18/6/17

Victor

Ese día te levantaste más temprano que de costumbre. Te bañaste con agua sorpresivamente tibia, te afeitaste con excesiva precisión y desayunaste con un apetito excepcional. A la mesa, tu mujer, admiraba aquel cambio de actitud, así, seguramente hallarías algún empleo.

- Me voy, llego tarde a mi cita. – Dijiste con voz entre cortada.
- Dales lo mejor de ti y verás como si lo consigues.
- Así lo haré. – Respondiste mientras cerrabas la puerta.

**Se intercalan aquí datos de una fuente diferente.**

PR #3993, opened 2018-12-29
Experimentor non-critical reactions

monster860:
Simply put, this PR prevents upgrades from being a downgrade in certain circumstances.

:cl: monster860
tweak: Using non-critical items in the experimentor prevents certain malfunctions from being suppressed via upgrades
tweak: Using a failed reaction in the experimentor prevents the onboard detection system malfunction from being suppressed via upgrades
/:cl:

### DIFF
--- a/code/modules/research/experimentor.dm
+++ b/code/modules/research/experimentor.dm
@@ -241,6 +241,7 @@
 	smoke.start()
 
 
+/* yogs start - moved to yogstation/ folder
 /obj/machinery/rnd/experimentor/proc/experiment(exp,obj/item/exp_on)
 	recentlyExperimented = 1
 	icon_state = "h_lathe_wloop"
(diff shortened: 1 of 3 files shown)


HomocidlePancakes:
Dis gud

code/modules/research/experimentor.dm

Ansioso acudiste puntual, a las doce menos cinco, entre admirados personajes que anteriormente y día a día, te habían visto caminar de un lado al otro, mugroso y cabizbajo.

- Así se hace. – Te gritaban.


Te esperaba ansiosa en lo más profundo de la estación Balderas. La miraste, sus brazos se extendían con una sorpresiva incondicionalidad. Nadie sospechaba de tu encuentro con ella, a pesar de que todos miraban sorprendidos el abrazo que te daba. Puntualmente, mientras el metro y la electricidad los ocultaban por siempre. Jorge no tendría que volver a buscar empleo.


® 2017, Andrés Castuera-Micher. Renglones que Saben a Ciudad"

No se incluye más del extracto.